Thursday, August 17, 2006

Iran resumes gasoline imports

Fuel-hungry Iran has bought several cargoes of gasoline for delivery in September, which oil traders say may mean Tehran is still financing imports, despite a threat to stop and impose politically risky fuel rationing.

Iran's reliance on imported gasoline could be a weak point were it subject to international sanctions in a dispute with the West over its nuclear programme.

Even without sanctions, the rising cost of the fuel drains away the OPEC nation's oil wealth.
. . .
Iran has been spending billions of dollars a year to feed a an expanding fleet of cars featuring many carefully maintained 1960's models that burn rapidly through the costly imported gasoline, lavishly subsidized at a price of 9 cents per litre."They cannot resist the demand," a trade source said.

Over the past two years, the republic has been one of the world's largest consumers of imported fuel, buying between 15 and 20 cargoes of gasoline per month, amounting to 189,000 barrels per day.

That is roughly 1/6 the volume imported by the biggest buyer of the world's excess gasoline, the United States.
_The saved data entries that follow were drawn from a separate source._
PR #5861, opened 2019-11-29
Add possibility to override the logging configuration of each handler on category level

debae:
… on category level.

### DIFF
--- a/core/runtime/src/main/java/io/quarkus/runtime/logging/CategoryConfig.java
+++ b/core/runtime/src/main/java/io/quarkus/runtime/logging/CategoryConfig.java
@@ -1,5 +1,8 @@
 package io.quarkus.runtime.logging;
 
+import java.util.List;
+import java.util.Optional;
+
 import io.quarkus.runtime.annotations.ConfigGroup;
 import io.quarkus.runtime.annotations.ConfigItem;
 
@@ -11,4 +14,17 @@ public class CategoryConfig {
      */
     @ConfigItem(defaultValue = "inherit")
     String level;
+
+    /**
+     * The names of the handlers to link to this category.
+     */
+    @ConfigItem
+    Optional<List<String>> handlers;
+
+    /**
+     * Specify whether or not this logger should send its output to its parent Logger
+     */
+    @ConfigItem(defaultValue = "true")
+    boolean useParentHandlers;
+
 }
--- a/core/runtime/src/main/java/io/quarkus/runtime/logging/LoggingSetupRecorder.java
+++ b/core/runtime/src/main/java/io/quarkus/runtime/logging/LoggingSetupRecorder.java
@@ -6,6 +6,7 @@ import static org.wildfly.common.os.Process.getProcessName;
 import java.io.FileNotFoundException;
 import java.io.IOException;
 import java.util.ArrayList;
+import java.util.HashMap;
 import java.util.List;
 import java.util.Locale;
 import java.util.Map;
@@ -73,21 +74,15 @@ public class LoggingSetupRecorder {
         final Logger rootLogger = logContext.getLogger("");
 
         rootLogger.setLevel(config.level.orElse(Level.INFO));
-        for (Map.Entry<String, CategoryConfig> entry : categories.entrySet()) {
-            final String name = entry.getKey();
-            final Logger logger = logContext.getLogger(name);
-            final CategoryConfig categoryConfig = entry.getValue();
-            if (!"inherit".equals(categoryConfig.level)) {
-                logger.setLevelName(categoryConfig.level);
-            }
-        }
+
+        ErrorManager errorManager = new OnlyOnceErrorManager();
         final Map<String, CleanupFilterConfig> filters = config.filters;
         List<LogCleanupFilterElement> filterElements = new ArrayList<>(filters.size());
         for (Entry<String, CleanupFilterConfig> entry : filters.entrySet()) {
             filterElements.add(new LogCleanupFilterElement(entry.getKey(), entry.getValue().ifStartsWith));
         }
+
         final ArrayList<Handler> handlers = new ArrayList<>(3 + additionalHandlers.size());
-        ErrorManager errorManager = new OnlyOnceErrorManager();
 
         if (config.console.enable) {
             final Handler consoleHandler = configureConsoleHandler(config.console, errorManager, filterElements,
@@ -107,6 +102,21 @@ public class LoggingSetupRecorder {
             }
         }
 
+        Map<String, Handler> namedHandlers = createNamedHandlers(config, possibleFormatters, errorManager, filterElements);
+
+        for (Map.Entry<String, CategoryConfig> entry : categories.entrySet()) {
+            final String name = entry.getKey();
+            final Logger categoryLogger = logContext.getLogger(name);
+            final CategoryConfig categoryConfig = entry.getValue();
+            if (!"inherit".equals(categoryConfig.level)) {
+                categoryLogger.setLevelName(categoryConfig.level);
+            }
+            categoryLogger.setUseParentHandlers(categoryConfig.useParentHandlers);
+            if (categoryConfig.handlers.isPresent()) {
+                addNamedHandlersToCategory(categoryConfig, namedHandlers, categoryLogger, errorManager);
+            }
+        }
+
         for (RuntimeValue<Optional<Handler>> additionalHandler : additionalHandlers) {
             final Optional<Handler> optional = additionalHandler.getValue();
             if (optional.isPresent()) {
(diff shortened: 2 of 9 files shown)


core/runtime/src/main/java/io/quarkus/runtime/logging/CategoryConfig.java
```diff
@@ -1,20 +1,32 @@
 package io.quarkus.runtime.logging;
 
-import io.quarkus.runtime.annotations.ConfigGroup;
-import io.quarkus.runtime.annotations.ConfigItem;
+import io.quarkus.runtime.annotations.*;
```
geoand: Can you please convert this to non-start imports?

geoand:
It seems like there are formatting errors. Please run `./mvnw process-resources` and include the changes it makes into this PR

core/runtime/src/main/java/io/quarkus/runtime/logging/CategoryConfig.java
debae: Done

core/runtime/src/main/java/io/quarkus/runtime/logging/LoggingSetupRecorder.java
```diff
@@ -120,6 +111,62 @@ public void initializeLogging(LogConfig config, final List<RuntimeValue<Optional
...
+            List<LogCleanupFilterElement> filterElements, ArrayList<Handler> handlers, ErrorManager errorManager) {
+        final Handler syslogHandler = configureSyslogHandler(config.syslog, errorManager, filterElements);
+        if (syslogHandler != null) {
+            handlers.add(syslogHandler);
+        }
+        for (Entry<String, CategoryConfig> entry : categories.entrySet()) {
+            final CategoryConfig categoryConfig = entry.getValue();
+            final String name = entry.getKey();
+            final Logger categoryLogger = logContext.getLogger(name);
+            categoryLogger.setUseParentHandlers(false);
```
dmlloyd: A concern I have with this approach is that it will squelch all other handlers, because they do not have a hook into the category configuration, and adding such a hook will be complex.  This change completely takes over the log category so it becomes impossible to mix handlers which delegate to parents, and ones which don't.  The decision of whether to delegate to a parent handler for a given logger should lie with the user.

I think this problem might be better solved at the formatter level, by adding a mechanism for the formatter to choose a format based on factors such as category.

core/runtime/src/main/java/io/quarkus/runtime/logging/LoggingSetupRecorder.java
```diff
@@ -5,12 +5,8 @@
 
 import java.io.FileNotFoundException;
 import java.io.IOException;
-import java.util.ArrayList;
-import java.util.List;
-import java.util.Locale;
-import java.util.Map;
+import java.util.*;
```
dmlloyd: `*` imports are not allowed.

core/runtime/src/main/java/io/quarkus/runtime/logging/CategoryConfig.java
```diff
@@ -1,20 +1,34 @@
...
 
 @ConfigGroup
 public class CategoryConfig {
 
     /**
-     * The minimum level that this category can be set to
+     * The log level level for this category
      */
     @ConfigItem(defaultValue = "inherit")
-    String minLevel;
```
dmlloyd: This should be removed in a separate PR.

dmlloyd (changes requested):

core/runtime/src/main/java/io/quarkus/runtime/logging/LoggingSetupRecorder.java
debae: I thought the setUseParentHandler() was used wether or not to take the handlers from the "root" logger. I'll give it another look, but indeed it was not my intention to break the hierarchy.

However, the suggestion you make is to add a format property in CategoryConfig instead of giving the ability to override the complete ( console/file/syslog ) handler ?
In our application for example we could write everything to file, and certain appenders only to console. If we only allow to override the format this is still an "issue" and we pollute the file as well.

dmlloyd: Each handler has its own formatter, so you don't have to worry about cross-pollution between them at that level.

Maybe we do need to work up a more generic configuration setup for log handlers.  We could introduce a `useParentHandler` property on the category configuration, and otherwise introduce per-handler configuration in the manner that you have done.

The problem to solve would be figuring out how to deal with pluggable formatters, since they could potentially apply to any handler on any category, and the current infrastructure doesn't account for that.

Finding a way to do this compatibly is an added challenge.

core/runtime/src/main/java/io/quarkus/runtime/logging/CategoryConfig.java
debae: Done, pull request https://github.com/quarkusio/quarkus/pull/5894 is made for this change.

dmlloyd (changes requested):
This is good so far, but a couple changes are needed.

core/runtime/src/main/java/io/quarkus/runtime/logging/LoggingSetupRecorder.java
```diff
@@ -69,18 +70,12 @@ public void initializeLogging(LogConfig config, final List<RuntimeValue<Optional
             final List<RuntimeValue<Optional<Formatter>>> possibleFormatters) {
 
         final Map<String, CategoryConfig> categories = config.categories;
+        final Map<String, NamedLogHandlerConfig> namedLogHandlers = config.handlers;
```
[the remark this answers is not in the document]
debae: So just to make sure, the following config :

`/**
     * Console handlers.
     * <p>
     * The named console handlers configured here can be linked on one or more categories.
     */
    @ConfigItem(name = "handler.console")
    @ConfigDocSection
    public Map<String, ConsoleConfig> consoleHandlers;

    /**
     * File handlers.
     * <p>
     * The named file handlers configured here can be linked on one or more categories.
     */
    @ConfigItem(name = "handler.file")
    @ConfigDocSection
    public Map<String, FileConfig> fileHandlers;

    /**
     * Syslog handlers.
     * <p>
     * The named syslog handlers configured here can be linked on one or more categories.
     */
    @ConfigItem(name = "handler.syslog")
    @ConfigDocSection
    public Map<String, SyslogConfig> syslogHandlers;
`

Should NOT be included in the **LogConfig** object ?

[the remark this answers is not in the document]
dmlloyd: These config maps can be in `LogConfig`.  But they should not be *processed* by the main step; rather, a new step should be introduced to map these to the new build item.

core/runtime/src/main/java/io/quarkus/runtime/logging/CategoryConfig.java
```diff
@@ -11,4 +14,11 @@
      */
     @ConfigItem(defaultValue = "inherit")
     String level;
+
+    /**
+     * The names of the handlers to link to this category.
+     */
+    @ConfigItem
+    Optional<List<String>> handlers;
+
```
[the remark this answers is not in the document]
debae: Added and put default value to true, because that is default behaviour.

core/deployment/src/main/java/io/quarkus/deployment/logging/LoggingResourceProcessor.java
```diff
@@ -79,11 +82,25 @@ void miscSetup(
...
     void setupLoggingRuntimeInit(LoggingSetupRecorder recorder, LogConfig log, List<LogHandlerBuildItem> handlers,
-            List<LogConsoleFormatBuildItem> consoleFormatItems) {
-        final List<RuntimeValue<Optional<Handler>>> list = handlers.stream().map(LogHandlerBuildItem::getHandlerValue)
+            List<LogConsoleFormatBuildItem> consoleFormatItems, List<NamedLogHandlersBuildItem> namedLogHandlersBuildItems) {
+        final List<RuntimeValue<Optional<Handler>>> additionalHandlers = handlers.stream()
+                .map(LogHandlerBuildItem::getHandlerValue)
+                .collect(Collectors.toList());
+        final List<RuntimeValue<Optional<Formatter>>> possibleFormatters = consoleFormatItems.stream()
+                .map(LogConsoleFormatBuildItem::getFormatterValue).collect(Collectors.toList());
+        final List<RuntimeValue<Optional<Map<String, List<Handler>>>>> namedHandlers = namedLogHandlersBuildItems.stream()
```
dmlloyd: This is still wrong, it has to be a `Map<String, List<RuntimeValue<Optional<Handler>>>>` I think.  I'll review more after I get back from running an errand.

dmlloyd: Rather it has to be a `Map<String, RuntimeValue<Optional<Handler>>>`.  If there is more than one handler with a given name, we need to fail the build.  Then the map is passed to the recorder, so the `RuntimeValue` is not dereferenced until the proper time.

gsmet (changes requested):
Just a note that this needs to be rebased and squashed before merging.

gsmet:
@debae, any progress on that one? We are not far from a conclusion from what I can see.

While at it, could you rebase and squash everything into a single commit?

Thanks!

debae:
> @debae, any progress on that one? We are not far from a conclusion from what I can see.
> 
> While at it, could you rebase and squash everything into a single commit?
> 
> Thanks!

@gsmet , almost got it working. The key to get it working at build time was changing the annotation on LogConfig and use phase BUILD_AND_RUN_TIME_FIXED. This however seems to have some side affects which I need to tackle... Will request some help if I cannot get it fixed, because the requested changes from @dmlloyd are ready.

dmlloyd:
That'll be an incompatible change though, so you unfortunately cannot use that solution.

hartimcwildfly:
@debae Thank you for your contribution! Could you add the possibility to provide additional named handlers?
(add something like List<RuntimeValue<Entry<String, Handler>>> additionalNamedHandlers to method LoggingSetupRecorder::initializeLogging(...)) So we can link a categoryLogger with a custom named handler. Would be great to see this feature in v1.2.0.

hartimcwildfly:
@debae [This commit](https://github.com/hartimcwildfly/quarkus/commit/e486b26b775a672653eea85058e9894301b49070)
could be enough.

core/runtime/src/main/java/io/quarkus/runtime/logging/LoggingSetupRecorder.java
```diff
@@ -73,21 +74,30 @@ public void initializeLogging(LogConfig config, final List<RuntimeValue<Optional
...
         rootLogger.setLevel(config.level.orElse(Level.INFO));
+
+        ErrorManager errorManager = new OnlyOnceErrorManager();
+        final Map<String, CleanupFilterConfig> filters = config.filters;
+        List<LogCleanupFilterElement> filterElements = new ArrayList<>(filters.size());
+        for (Entry<String, CleanupFilterConfig> entry : filters.entrySet()) {
+            filterElements.add(new LogCleanupFilterElement(entry.getKey(), entry.getValue().ifStartsWith));
+        }
+
+        Map<String, Handler> namedHandlers = createNamedHandlers(config, possibleFormatters, errorManager, filterElements);
```
dmlloyd: The console handler has to be created before the named handlers, otherwise the error manager is not correctly set up in time.  AFAICT this didn't need to be factored out to a separate method.

dmlloyd (changes requested):

core/runtime/src/main/java/io/quarkus/runtime/logging/LoggingSetupRecorder.java
debae: Moved the creation of the named handlers after creation of the handlers at root level.

dmlloyd (approved):

dmlloyd:
Everything OK with you @gsmet?

integration-tests/maven/src/test/java/io/quarkus/maven/it/GenerateConfigIT.java
```diff
@@ -36,16 +36,16 @@ void testAddExtensionWithASingleExtension() throws MavenInvocationException, IOE
...
         Assertions.assertTrue(file.contains("#quarkus.thread-pool.growth-resistance=0"));
         Assertions.assertTrue(file.contains("The executor growth resistance"));
 
         generateConfig("application.properties");
         //the existing file should not add properties that already exist
         file = loadFile("application.properties");
-        Assertions.assertTrue(file.contains("quarkus.log.file.enable=false"));
-        Assertions.assertFalse(file.contains("If file logging should be enabled"));
+        Assertions.assertTrue(file.contains("quarkus.log.level=INFO"));
+        Assertions.assertFalse(file.contains("The default log level"));
```
gsmet: I'm just wondering why this test was changed? I don't understand why it's needed so an explanation would be welcome.

gsmet: Per Baerten on Zulip: "Oh I changed them , because the structure now contains twice the value ""If file logging should be enabled"" , once for the root level, and once for configured categories. So this field was no longer a good candidate to assert on. That's why I changed it to level."

gsmet (approved):

debae:
Below the summary of the changes in this PR: 

Right now Quarkus supports logging to console / file / syslog. At this moment it only support configuring a format on that level.
When you application makes use of structured logging or has some specific class where you want a different format to be used when logging this is not possible.

The changes made allow you to configure named handlers for the 3 types of handlers ( console / file / syslog ) that are provided out of the box by Quarkus. These named handlers can then be linked to categories, by doing so you can deviate the log format for those specific categories.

But this year, Iran's government called a halt to the expensive subsidies and said Iran would have to get by on its own refining capacity, capable of satisfying only about 60 percent of its 70-million-litre-per-day gasoline needs.

The fuel import budget was capped at $2.5 billion in the year to March 2007, down from $4 billion the previous year.
. . .
Trade sources say Iran's imports have also varied recently with its success in combating smuggling.

The subsidies fuel a burgeoning black market, re-selling the imported gasoline to Iran's neighbours, which can run to a rate of 10 million litres per day, according to one estimate.

The fuel leaves for Iraq, Pakistan, the United Arab Emirates and other Gulf countries by all available means, including makeshift underwater tanks tied to vessels departing Iran, and even on camel back.
Iran is afraid of its own people. It would be so much wealthier if it had the trust of its people to rationalize gas prices, and redeploy the subsidies to money better spent. But it doesn't have that trust. So it uses continues to subsidize gasoline, a transfer that is easily seen and widely dispersed - and not so easily corrupted as would be other government spending. And create international tension to incite more fervent internal support.